Когда же успокоился, наконец, и оглянулся, то рядом с ним стоял в ожидании молодой ещё охранник из монастыря, обычно называвший его по имении, но с непременным уважительным «дядя…». Он, видимо, после ночной смены возвращался на своей машине домой, а заметив Ворона, не поленился же остановиться, чтобы поговорить…
- Неужто опять к нам? – радостно спросил парень. Но Ворон в ответ лишь пожал плечами, а тот, поделившись монастырскими новостями, вскоре отбыл домой.
«Хороший парень, но, к сожалению, один из очень немногих таких в обители», - лишь вздохнул Ворон.

Он неспешно ковылял ещё четыре извилистых километра до монастыря, а встречные и обгонявшие на монастырских и на частных машинах знакомые, к его неудовольствию, приветствовали весёлыми многократными сигналами! Но от предложений подвезти он упорно отказывался, предпочтя любоваться ярким и свежим весенним утром и наслаждаться пением вездесущих птичек.
«Шум-гам, шум-гам…» - бубнил он себе под нос в такт шагам.


Остановился он только, когда его взору во всей красе своей архитектурной предстала обитель! Однако, Ворон не спешил двинуться дальше, с интересом прислушиваясь к своему Внутреннему впечатлению, но не по поводу открывшегося экзотического пейзажа, конечно…
Если раньше, приближаясь к монастырю он наивно чувствовал некую тайну, в которую ему предстояло погрузиться, то по мере пребывая там, она постепенно улетучилась, уступая место раздражению от необходимости ему находиться среди далёких - даже от понимания Духовности! – обитателей монастыря, обычных обывателей.
Глядя на монастырь, Ворон лишь пытался убедить себя, что нужна не ему и не сама обитель, но только так трудно им преодолеваемая Ступень Послушания Воле Провидения для Посвящения его в сан, к чему он, скрипя зубами, лишь пятился уже много лет.

Быть может, потому он и не пошёл к центральному входу в монастырь, а предпочёл хозяйственные ворота, стараясь не привлекать к себе внимания. Но трудник, убиравший мусор из урн, заметив и узнав Ворона, почему-то бросил своё занятие и быстрым шагом устремился к корпусу, в котором обитал их «бугор».
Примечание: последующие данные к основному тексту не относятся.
PR #5845, opened 2026-08-14
Add a value barrier in Kyber decompress helper

randombit:
With d = 1, mask becomes 1, and Clang 22 on x86 converts it into a jump.


randombit:
@reneme fyi

reneme:
@falko-strenzke FYI.

PR #5851, opened 2026-08-16
Modify botan3.py so it can adapt to any release of Botan3

randombit:
This turns out to be quite simple since ctypes already lets us query if the function symbol exists or not. If it doesn't, then just synthesize a -40 (not implemented) error which is handled in the normal way.

cc @arckoor 

Inspired by (and much easier than) the equivalent change to the Rust binding in https://github.com/randombit/botan-rs/pull/193

### DIFF
--- a/src/scripts/test_python.py
+++ b/src/scripts/test_python.py
@@ -9,6 +9,8 @@ Botan is released under the Simplified BSD License (see license.txt)
 import argparse
 import binascii
 import copy
+import functools
+import gc
 import hashlib
 import os
 import platform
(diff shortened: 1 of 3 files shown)


src/scripts/test_python.py
```diff
@@ -1067,6 +1142,9 @@ def test_x509_rejects_embedded_nul_strings(self):
             cert.verify(trusted_path="/trusted/roots\0/attacker")
 
     def test_x509_extensions(self):
+        if not library_at_least(3, 13):
+            self.skipTest("The RFC 3779 extension accessors require Botan 3.13")
+
```
arckoor: Why at all and why only for this test? If included it would make sense for tests that also completely rely on a certain version, e.g. `test_crls`, `test_ec_group`, ...

arckoor (approved):
Along with the versioning functions already provided by `botan3`, it might make sense to add something like `unsupported_symbols()` that returns `_FFISymbolResolver.unavailable`, but then a consumer can't really *do* a lot with that, so perhaps also better to omit

randombit:
> Along with the versioning functions already provided by botan3, it might make sense to add something like unsupported_symbols() that returns _FFISymbolResolver.unavailable, but then a consumer can't really do a lot with that

It would always be a subset of the actually non-supported symbols, in that a library might have been configured with a missing feature, so the symbol exists in FFI but just returns not implemented when called. So lacking a clear usage I'd be inclined to skip it.

src/scripts/test_python.py
randombit: Got lazy, will fix

randombit: Changed to run in both versions, checks the result in 3.13+ and otherwise checks that we throw the right exception

PR #5853, opened 2026-08-17
Add RFC 3779 extensions to FFI certificate builder

arckoor:
Stacked on top of #5753. Could go into that PR as well, but together they're kind of big.
The first 3 commits are from #5753, the last commit is the new stuff.


moritzschmitt:
The `BOTAN_FFI_EXPORT(3, 13)` tags need to be `(3, 14)` here too, see my comment on #5753.

PR #5858, opened 2026-08-19
Optimize base58 encoding/decoding, and make constant time

randombit:
Previously while the base58 character classification routines used constant time code, for the radix conversions it used BigInt which leaks.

В соборе Ворон, не оглядываясь по сторонам, поспешил к привычному месту за колонной, чтобы подальше от чужих глаз успокоиться, собраться мыслями и помолиться. Но и старый пономарь его заметил и поспешил по православному обычаю трижды щекой своей волосатой поприветствовать его, при этом как-то уж очень искренне причитая:
- Слава Богу! А то я уже хотел в розыск на тебя подавать…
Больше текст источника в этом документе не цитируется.